■ **YOUR GOAL**
Your output should be the lines of the data that follow, reproduced exactly from the first through the line bearing "system: macOS 10.12.6".

■ **DATA SHOWN**
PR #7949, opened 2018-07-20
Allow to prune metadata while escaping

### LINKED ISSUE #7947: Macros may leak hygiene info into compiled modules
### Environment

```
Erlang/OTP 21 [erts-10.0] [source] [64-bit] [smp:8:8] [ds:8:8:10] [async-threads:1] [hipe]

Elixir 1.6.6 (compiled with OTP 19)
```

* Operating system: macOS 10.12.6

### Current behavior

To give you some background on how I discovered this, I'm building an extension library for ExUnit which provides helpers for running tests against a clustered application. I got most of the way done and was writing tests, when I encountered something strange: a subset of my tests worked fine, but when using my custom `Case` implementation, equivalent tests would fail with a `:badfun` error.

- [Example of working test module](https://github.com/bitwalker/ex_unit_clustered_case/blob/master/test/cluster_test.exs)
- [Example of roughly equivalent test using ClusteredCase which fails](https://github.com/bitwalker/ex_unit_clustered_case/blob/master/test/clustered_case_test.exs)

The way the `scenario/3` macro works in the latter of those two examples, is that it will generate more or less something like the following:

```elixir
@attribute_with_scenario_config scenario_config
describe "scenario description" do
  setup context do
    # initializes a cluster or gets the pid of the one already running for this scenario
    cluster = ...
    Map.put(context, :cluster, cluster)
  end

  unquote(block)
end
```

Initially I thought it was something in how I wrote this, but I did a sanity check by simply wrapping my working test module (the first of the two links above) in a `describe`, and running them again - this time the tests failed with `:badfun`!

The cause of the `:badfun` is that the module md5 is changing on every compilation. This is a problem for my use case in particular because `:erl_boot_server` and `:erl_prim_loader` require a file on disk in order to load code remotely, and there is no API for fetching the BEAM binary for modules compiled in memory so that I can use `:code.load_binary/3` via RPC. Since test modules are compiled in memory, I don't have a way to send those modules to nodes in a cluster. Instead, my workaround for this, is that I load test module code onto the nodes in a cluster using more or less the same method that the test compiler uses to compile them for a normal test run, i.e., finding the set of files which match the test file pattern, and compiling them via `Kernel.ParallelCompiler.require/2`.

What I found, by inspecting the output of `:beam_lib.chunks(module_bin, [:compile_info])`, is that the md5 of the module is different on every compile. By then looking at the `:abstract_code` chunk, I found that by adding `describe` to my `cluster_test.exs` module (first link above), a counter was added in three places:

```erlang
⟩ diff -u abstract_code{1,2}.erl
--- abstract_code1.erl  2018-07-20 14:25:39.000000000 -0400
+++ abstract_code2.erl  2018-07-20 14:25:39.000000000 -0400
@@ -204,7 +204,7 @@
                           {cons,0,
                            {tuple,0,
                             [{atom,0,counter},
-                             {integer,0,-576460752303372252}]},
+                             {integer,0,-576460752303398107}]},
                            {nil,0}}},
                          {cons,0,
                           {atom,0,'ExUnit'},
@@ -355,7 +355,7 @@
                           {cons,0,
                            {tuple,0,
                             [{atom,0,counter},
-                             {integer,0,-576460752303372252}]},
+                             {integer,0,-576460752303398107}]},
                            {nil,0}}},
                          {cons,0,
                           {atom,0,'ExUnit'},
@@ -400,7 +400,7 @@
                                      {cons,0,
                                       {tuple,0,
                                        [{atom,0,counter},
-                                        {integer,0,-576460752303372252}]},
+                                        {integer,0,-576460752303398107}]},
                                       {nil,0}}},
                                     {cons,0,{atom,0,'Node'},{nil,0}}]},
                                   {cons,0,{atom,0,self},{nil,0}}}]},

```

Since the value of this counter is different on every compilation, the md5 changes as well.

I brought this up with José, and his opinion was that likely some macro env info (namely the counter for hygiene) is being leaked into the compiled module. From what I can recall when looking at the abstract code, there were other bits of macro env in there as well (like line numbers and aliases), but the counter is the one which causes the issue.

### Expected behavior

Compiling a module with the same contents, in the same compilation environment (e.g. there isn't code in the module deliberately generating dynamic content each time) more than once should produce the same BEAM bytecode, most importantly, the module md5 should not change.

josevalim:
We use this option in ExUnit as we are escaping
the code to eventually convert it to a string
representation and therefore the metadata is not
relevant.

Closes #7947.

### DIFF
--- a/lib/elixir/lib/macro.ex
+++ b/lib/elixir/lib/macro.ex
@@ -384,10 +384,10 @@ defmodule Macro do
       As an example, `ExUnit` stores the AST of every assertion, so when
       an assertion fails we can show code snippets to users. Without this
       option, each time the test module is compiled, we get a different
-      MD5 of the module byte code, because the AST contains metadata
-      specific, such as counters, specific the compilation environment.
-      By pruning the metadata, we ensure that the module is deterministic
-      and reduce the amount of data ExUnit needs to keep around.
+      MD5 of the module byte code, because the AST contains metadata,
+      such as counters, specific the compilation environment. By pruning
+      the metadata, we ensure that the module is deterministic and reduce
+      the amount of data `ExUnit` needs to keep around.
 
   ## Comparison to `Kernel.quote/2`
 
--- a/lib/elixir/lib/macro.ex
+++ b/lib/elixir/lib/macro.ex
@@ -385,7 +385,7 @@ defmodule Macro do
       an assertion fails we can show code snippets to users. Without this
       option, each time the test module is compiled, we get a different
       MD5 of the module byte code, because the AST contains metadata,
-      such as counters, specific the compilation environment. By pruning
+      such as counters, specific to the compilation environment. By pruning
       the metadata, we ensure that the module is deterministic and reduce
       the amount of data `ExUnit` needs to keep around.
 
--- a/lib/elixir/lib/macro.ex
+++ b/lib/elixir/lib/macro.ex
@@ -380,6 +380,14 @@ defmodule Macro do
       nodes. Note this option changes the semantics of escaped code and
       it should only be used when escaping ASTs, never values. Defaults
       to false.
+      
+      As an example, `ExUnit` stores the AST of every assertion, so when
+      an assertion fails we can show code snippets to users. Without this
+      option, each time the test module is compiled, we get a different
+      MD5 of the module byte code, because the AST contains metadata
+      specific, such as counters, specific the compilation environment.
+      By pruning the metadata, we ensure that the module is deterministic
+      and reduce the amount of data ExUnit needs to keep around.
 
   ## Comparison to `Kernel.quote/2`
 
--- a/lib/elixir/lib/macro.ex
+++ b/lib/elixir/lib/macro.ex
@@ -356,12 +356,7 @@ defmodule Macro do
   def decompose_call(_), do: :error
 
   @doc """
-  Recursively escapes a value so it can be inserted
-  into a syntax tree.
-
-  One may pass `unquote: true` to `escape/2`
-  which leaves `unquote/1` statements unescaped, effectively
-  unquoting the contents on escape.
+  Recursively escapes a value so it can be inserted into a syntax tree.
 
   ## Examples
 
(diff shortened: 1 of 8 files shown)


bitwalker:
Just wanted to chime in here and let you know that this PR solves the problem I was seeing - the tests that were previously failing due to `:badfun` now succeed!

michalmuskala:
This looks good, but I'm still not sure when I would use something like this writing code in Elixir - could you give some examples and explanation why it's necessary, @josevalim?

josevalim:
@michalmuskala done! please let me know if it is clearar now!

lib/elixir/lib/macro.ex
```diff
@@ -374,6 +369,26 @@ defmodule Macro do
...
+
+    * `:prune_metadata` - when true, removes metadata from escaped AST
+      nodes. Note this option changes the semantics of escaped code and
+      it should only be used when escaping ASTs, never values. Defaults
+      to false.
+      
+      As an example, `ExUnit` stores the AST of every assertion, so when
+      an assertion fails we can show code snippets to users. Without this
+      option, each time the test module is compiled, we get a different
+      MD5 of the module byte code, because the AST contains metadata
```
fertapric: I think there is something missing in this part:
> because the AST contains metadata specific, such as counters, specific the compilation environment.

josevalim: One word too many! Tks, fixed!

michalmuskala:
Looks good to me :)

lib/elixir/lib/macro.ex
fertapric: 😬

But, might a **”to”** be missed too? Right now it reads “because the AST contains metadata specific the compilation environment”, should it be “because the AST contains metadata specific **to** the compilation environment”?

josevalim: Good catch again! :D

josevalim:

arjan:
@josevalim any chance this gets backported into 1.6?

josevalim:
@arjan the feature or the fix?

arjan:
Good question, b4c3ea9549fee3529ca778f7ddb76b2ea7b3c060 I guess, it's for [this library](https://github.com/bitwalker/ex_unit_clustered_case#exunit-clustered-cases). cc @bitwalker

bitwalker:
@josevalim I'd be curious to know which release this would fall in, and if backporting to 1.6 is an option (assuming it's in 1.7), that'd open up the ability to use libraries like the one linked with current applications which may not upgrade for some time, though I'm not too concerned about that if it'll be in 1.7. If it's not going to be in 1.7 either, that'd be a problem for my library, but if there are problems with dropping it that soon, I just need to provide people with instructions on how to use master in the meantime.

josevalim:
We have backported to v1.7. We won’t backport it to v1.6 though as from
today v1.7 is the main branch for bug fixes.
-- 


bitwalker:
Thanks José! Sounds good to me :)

■ **TASK ANSWER**
PR #7949, opened 2018-07-20
Allow to prune metadata while escaping

### LINKED ISSUE #7947: Macros may leak hygiene info into compiled modules
### Environment

```
Erlang/OTP 21 [erts-10.0] [source] [64-bit] [smp:8:8] [ds:8:8:10] [async-threads:1] [hipe]

Elixir 1.6.6 (compiled with OTP 19)
```

* Operating system: macOS 10.12.6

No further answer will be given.